*What is expected*.
Each record must be repeated exactly. None may be dropped.
----------------------------------------
PR #462, opened 2022-10-11
[network_info_plus] Do not use deprecated APIs

swift-kim:
Update the example app and integration_test to not use iOS-specific permission methods (deprecated as of network_info_plus 2.3.2).

Fixes CI analyze failures.


HakkyuKim (approved):
LGTM

PR #857, opened 2023-10-22
[ENH] Shapelet transform changes

TonyBagnall:
I inadvertently reverted the changes to STC from #820 when sorting out the precommit  errors. This puts them back in, see


baraline (approved):
Lgtm !

PR #884, opened 2023-11-01
[BUG] Ignore extra whitespace in loader

TonyBagnall:
currently, if there are extra spaces between tag values in the data file, it causes errors in the loading. This simply strips out any unnecessary white space. 

Also removed a dataset list which is not correct with data on tsc.com


dguijo (commented):
Thanks Tony, for your work. 

I think it was me who added `whole_set`. I couldn't find a way to collate the 142 datasets used in the bakeoff redux. As you well know, they are the 112 univariate datasets without missing and unequal + 30 multivariate datasets of the 33. Maybe we can create a new list with the 30 datasets that I suppose are equal-length and non-missing. Am I correct? 

Thank you Tony!

TonyBagnall:
> Thanks Tony, for your work.
> 
> I think it was me who added `whole_set`. I couldn't find a way to collate the 142 datasets used in the bakeoff redux. As you well know, they are the 112 univariate datasets without missing and unequal + 30 multivariate datasets of the 33. Maybe we can create a new list with the 30 datasets that I suppose are equal-length and non-missing. Am I correct?
> 
> Thank you Tony!

whole_set contains datasets that are not yet explicitly on TSC such as AsphaltPavementTypeUniEq so it fails the loading. I think it better to keep lists like this in your own branch, and only include lists where we can download the data directly from one of the websites

dguijo:
> > Thanks Tony, for your work.
> > I think it was me who added `whole_set`. I couldn't find a way to collate the 142 datasets used in the bakeoff redux. As you well know, they are the 112 univariate datasets without missing and unequal + 30 multivariate datasets of the 33. Maybe we can create a new list with the 30 datasets that I suppose are equal-length and non-missing. Am I correct?
> > Thank you Tony!
> 
> whole_set contains datasets that are not yet explicitly on TSC such as AsphaltPavementTypeUniEq so it fails the loading. I think it better to keep lists like this in your own branch, and only include lists where we can download the data directly from one of the websites

Great, I see what you mean. Thanks Tony!

dguijo (approved):

MatthewMiddlehurst (approved):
----------------------------------------
*Task answer*.
PR #462, opened 2022-10-11
[network_info_plus] Do not use deprecated APIs

swift-kim:
Update the example app and integration_test to not use iOS-specific permission methods (deprecated as of network_info_plus 2.3.2).

Fixes CI analyze failures.


HakkyuKim (approved):
LGTM

PR #857, opened 2023-10-22
[ENH] Shapelet transform changes

TonyBagnall:
I inadvertently reverted the changes to STC from #820 when sorting out the precommit  errors. This puts them back in, see


baraline (approved):
Lgtm !

PR #884, opened 2023-11-01
[BUG] Ignore extra whitespace in loader

TonyBagnall:
currently, if there are extra spaces between tag values in the data file, it causes errors in the loading. This simply strips out any unnecessary white space. 

Also removed a dataset list which is not correct with data on tsc.com


dguijo (commented):
Thanks Tony, for your work. 

I think it was me who added `whole_set`. I couldn't find a way to collate the 142 datasets used in the bakeoff redux. As you well know, they are the 112 univariate datasets without missing and unequal + 30 multivariate datasets of the 33. Maybe we can create a new list with the 30 datasets that I suppose are equal-length and non-missing. Am I correct? 

Thank you Tony!

TonyBagnall:
> Thanks Tony, for your work.
> 
> I think it was me who added `whole_set`. I couldn't find a way to collate the 142 datasets used in the bakeoff redux. As you well know, they are the 112 univariate datasets without missing and unequal + 30 multivariate datasets of the 33. Maybe we can create a new list with the 30 datasets that I suppose are equal-length and non-missing. Am I correct?
> 
> Thank you Tony!

whole_set contains datasets that are not yet explicitly on TSC such as AsphaltPavementTypeUniEq so it fails the loading. I think it better to keep lists like this in your own branch, and only include lists where we can download the data directly from one of the websites

dguijo:
> > Thanks Tony, for your work.
> > I think it was me who added `whole_set`. I couldn't find a way to collate the 142 datasets used in the bakeoff redux. As you well know, they are the 112 univariate datasets without missing and unequal + 30 multivariate datasets of the 33. Maybe we can create a new list with the 30 datasets that I suppose are equal-length and non-missing. Am I correct?
> > Thank you Tony!
> 
> whole_set contains datasets that are not yet explicitly on TSC such as AsphaltPavementTypeUniEq so it fails the loading. I think it better to keep lists like this in your own branch, and only include lists where we can download the data directly from one of the websites

Great, I see what you mean. Thanks Tony!

dguijo (approved):

MatthewMiddlehurst (approved):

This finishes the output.